MONARQUÍAS Y REYES (Jn 18, 33-37)

MONARQUÍAS Y REYES (Jn 18, 33-37)

Los reyes y las monarquías eran en la antigüedad y hasta tiempos bien recientes el poder absoluto, la autoridad indiscutida y algo así como la encarnación de la voluntad de Dios en el gobierno de los pueblos. Trono y altar formaban parte del imaginario colectivo, de una u otra forma y con una u otra denominación, en todos los pueblos y culturas. Desde esta perspectiva; y si, por otra parte, consideramos aquello que han llegado a ser hoy las actuales  monarquías, las cuales de sólidas, impositivas, indiscutibles e incuestionables, se han convertido en tambaleantes, dudosas, desprestigiadas o decorativas, cuestionables y cuestionadas, parece que hablar en 2021 de “Cristo rey” sea lo más retrógrado, equívoco, atávico, inconveniente, e incluso falaz y engañoso, que podríamos hacer los cristianos.

Es evidente que desde una perspectiva meramente evangélica es improcedente hablar de títulos reales como atributos de Jesús cuando se considera a los monarcas como la culminación de la pirámide en el ejercicio y símbolo del poder, sea al modo de las monarquías absolutas y “dictatoriales” tradicionales, a las que llegaba a considerarse sacramentos de Dios (brazo ejecutor en la sociedad de la voluntad divina, al estilo del David bíblico), sea al modo de las actuales y descafeinadas monarquías parlamentarias, cuyo poder real es más bien protocolario, simbólico y representativo; pero que, en cualquier caso, siguen situándose en la esfera del mando y del gobierno de la sociedad y la ciudadanía.

Sin embargo, el propio Jesús nos concede legitimidad e incluso nos provoca para aplicarle ese título, que burlonamente le adjudicaron los romanos al crucificarlo, y que socarrona y cínicamente le atribuyó Pilato, así como le ridiculizaron sus compatriotas; pues él mismo lo admitió y asumió; aunque, eso sí, como siempre había hecho, vaciándolo de su contenido “humano”, volviéndolo del revés y definiendo los únicos términos en los que puede entenderse y emplearse para aplicárselo a él: los de la corona de espinas y el trono de la cruz, y los del servicio y la entrega incondicional y absoluta a los demás.
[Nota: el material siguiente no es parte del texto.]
PR #276, opened 2020-05-05
fix(tracer.js): catching json stringify errors

### LINKED ISSUE #271: no traces are sent when JSON.stringify throws
When sending a trace in `sendCurrentTrace(traceSender)`,  a `traceJson` is assembled and later its size checked by `JSON.stringify`ing it:

```
    if (JSON.stringify(traceJson).length >= consts.MAX_TRACE_SIZE_BYTES) {
        // ...
    }
```

JSON.stringify can throw when the JSON has issues, such as a circular reference:

```
TypeError: Converting circular structure to JSON
    at JSON.stringify (<anonymous>)
    at Object.<anonymous> (<anonymous>:1:27)
    at sendCurrentTrace (/code/dist/getAllChannels/index.js:37495:5)
    at Promise.all.then (/code/dist/getAllChannels/index.js:37653:16)
    at process._tickCallback (internal/process/next_tick.js:68:7)
```

Probably this error should be caught *and logged* :D and other traces allowed to be sent.

idonava:
Further to https://github.com/epsagon/epsagon-node/issues/271

### DIFF
--- a/src/tracer.js
+++ b/src/tracer.js
@@ -320,7 +320,7 @@ function sendCurrentTrace(traceSender) {
     try {
         stringifyTraceJson = JSON.stringify(traceJson);
     } catch (err) {
-        utils.debugLog('Skip send traces.', err);
+        utils.debugWarn('Skip send traces.', err);
         return Promise.resolve();
     }
     if (stringifyTraceJson.length >= consts.MAX_TRACE_SIZE_BYTES) {
--- a/src/tracer.js
+++ b/src/tracer.js
@@ -316,8 +316,14 @@ function sendCurrentTrace(traceSender) {
         platform: tracerObj.trace.getPlatform(),
     };
 
-
-    if (JSON.stringify(traceJson).length >= consts.MAX_TRACE_SIZE_BYTES) {
+    let stringifyTraceJson;
+    try {
+        stringifyTraceJson = JSON.stringify(traceJson);
+    } catch (err) {
+        utils.debugLog('Skip send traces.', err);
+        return Promise.resolve();
+    }
+    if (stringifyTraceJson.length >= consts.MAX_TRACE_SIZE_BYTES) {
         for (let attempt = 0; attempt <= MAX_STEPS; attempt += 1) {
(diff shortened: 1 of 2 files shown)


src/tracer.js
```diff
@@ -316,8 +316,14 @@ function sendCurrentTrace(traceSender) {
         platform: tracerObj.trace.getPlatform(),
     };
 
-
-    if (JSON.stringify(traceJson).length >= consts.MAX_TRACE_SIZE_BYTES) {
+    let stringifyTraceJson;
+    try {
+        stringifyTraceJson = JSON.stringify(traceJson);
```
solaris007, line 321: it looks like json.stringify is used in more locations than this. You could create a util or wrap system JSON. also, is a failure that prevents a trace from being sent worth a WARN level?

idonava: Thanks for your comment! I thought about it as well, but try/catch is a too expensive operation and we prefer not to do that every time.
About the JSON.stringify calls you mentioned - We just deleting properties from traceJson object (has already passed try/catch).
About the log levels (warn/error) - We will work on it in another PR soon.
Also, we are going to update this trimming system soon :)

src/tracer.js
```diff
@@ -316,8 +316,14 @@ function sendCurrentTrace(traceSender) {
...
+    } catch (err) {
+        utils.debugWarn('Skip send traces.', err);
```
galbash: can you change this to:
```
Epsagon - no trace was sent since there was an error serializing the trace. Please contact support.
```

src/utils.js
```diff
@@ -51,7 +51,7 @@ function reflectPromise(promise) {
 }
 
 /**
- * Prints a log if debugging is enabled
+ * Printing log if debugging is enabled
```
galbash: why?

src/tracer.js
galbash: I meant to actually use `console.warn` here (not just if `EPSAGON_DEBUG` is true) - if this happens the user should be alerted so he can contact us

galbash (approved):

Sólo cuando no existe posibilidad de malinterpretarlo o de atribuir a su Reino ningún atisbo de dominio, de imposición o de autoridad, de brillantez, encumbramiento u homenaje; sólo entonces, humillado, condenado, despreciado y abandonado, excluido y maltratado, se atreve a afirmar una realeza sorprendente, misteriosa y “sinsentido”, absurda: la de ese Reino suyo

Es el colofón de su evangelio y de su vida, cuyo comienzo público había sido la proximidad del “Reino de Dios”, y en cuyo transcurso había rechazado repetidamente y de modo contundente el ser reconocido como caudillo y mesías, defraudando todas las expectativas…  Ahora,  cuando ya no hay duda sobre cuál es la actitud de cara a sus súbditos de este absurdo e incomprensible “Rey”, no tiene inconveniente ni vergüenza en aceptar el título…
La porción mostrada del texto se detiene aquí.